Sunday, 15 December 2013

11. Combinations of large and small

In view of opposite strengths and weaknesses of large and small firms, one should not choose between them but seek fruitful combinations of the two.

As I noted in the preceding item in this blog, when a new enterprise is successful and grows, more managerial control is needed, in the specification and delegation of tasks, in an increasingly complex division of labour, and some formal reporting and control. Then the need for the advantages of a larger firm size emerges. Leadership of the firm may need to be replaced, or the firm is taken over by a large firm.

However, large firms sometimes aim to revitalize themselves by taking over a small, more entrepreneurial company, and often that fails. Instead of vitalizing the large firm, the small firm is smothered in the inertia of the large one.
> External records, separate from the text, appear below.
PR #28623, opened 2024-03-04
FIX: Verification of variables

### LINKED ISSUE #28622: Undefined array key 0
### Bug

Undefined array key 0 in htdocs/core/class/CMailFile.class.php on line 317

### Dolibarr Version

19.0

### Environment PHP

8.1

### Environment Database

MySQL

When the user wants to send a document by an e-mail (bill, proposal...).

### Attached files

_No response_

JeromeBARBOTIN:
Verification of the variables setting before its use.
Fix for #28622


htdocs/comm/propal/class/propal.class.php
```diff
@@ -2816,7 +2816,7 @@ public function classifyBilled(User $user, $notrigger = 0, $note = '')
 		}
 
 		if (!$error) {
-			$modelpdf = $conf->global->PROPALE_ADDON_PDF_ODT_CLOSED ? $conf->global->PROPALE_ADDON_PDF_ODT_CLOSED : $this->model_pdf;
+			$modelpdf = isset($conf->global->PROPALE_ADDON_PDF_ODT_CLOSED) ? $conf->global->PROPALE_ADDON_PDF_ODT_CLOSED : $this->model_pdf;
```
frederic34, line 2819: you can write `$modelpdf = getDolUserString('PROPALE_ADDON_PDF_ODT_CLOSED', $this->model_pdf);`

htdocs/core/actions_sendmails.inc.php
```diff
@@ -434,10 +434,10 @@
 					setEventMessages($mesg, null, 'mesgs');
 
 					$moreparam = '';
-					if (isset($paramname2) || isset($paramval2)) {
+					if (isset($paramname2) && isset($paramval2)) {
```
eldy, line 437: Why changing the || into &&  ?

If $paramval2 is set and not $paramname2, we should get '&mid='.$paramval2

JeromeBARBOTIN: wit the `||`, you allow to call `$paramname2` even if it is not defined. This lead to a php error (version 19.0.0):
screenshot

We could also remove  `|| isset($paramval2)`

eldy: So this means we must replace
`($paramname2 ? $paramname2 : 'mid')`
with
`(!empty($paramname2) ? $paramname2 : 'mid')`

JeromeBARBOTIN: ok, if `empty($paramname2)`does not return an error when `$paramname2`is not set.
This is one of the main reasons I have a lot of crash with Dolibarr 19.0.0 with php 8.1. 
[https://wiki.php.net/rfc/undefined_property_error_promotion](php documentation)

JeromeBARBOTIN: I replaced with `$paramname ?? 'id'`. I tested and it worked.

This reflects the fundamental difficulty to combine exploitation and exploration in a single organization. I will discuss that more extensively, and show how the two can build upon each other, later in this blog, when I discuss processes of learning, invention and innovation. Here I note that experience in exploitation can yield a useful basis for successful exploration based on relevant experience and knowledge, provided that it can wrench itself loose from the conservatism of what is established.

An avenue for this is the phenomenon of the spin-off. There, an employee with an original idea that is uncertain and is not seen to fit well in established perspectives, structures and procedures, steps out to develop the idea as an independent entrepreneur. This may be seen as a ‘betrayal’ by the parent firm, but that is a mistake. It is much better to see it as an opportunity, as follows.

Encourage the wayward employee to make the step, help him/her to compensate for weaknesses of the small firm, in providing specialist support or advice, provide venture capital, and promise the possibility of return to the company if the venture fails, as is by far the most likely outcome. In this way one creates several options.

In case of failure a daring and original worker is recovered for the firm: it is often not the worst employee who has the vision and courage to spin off, and after failure he/she has renewed motivation to make the best of the work inside the parent firm.

If the venture succeeds but the result turns out not to fit well in the portfolio of products and markets of the firm, or in its strategic vision of expansion, then its share in the spin-off can be sold at a profit.

If the venture succeeds and the result is attractive to the parent firm, and the small firm runs into its limitations to exploitation and expansion, and the need to make to transition to management, the innovator can be invited back into the parent company to lead or guide the further development of the innovation inside it. The risk of getting smothered in the large company is still there but is limited by the returning employees knowledge and experience with the company.  

This theoretical merit of spin-offs is amply confirmed in a large number of empirical studies that show that indeed spin-offs form a major motor of innovation.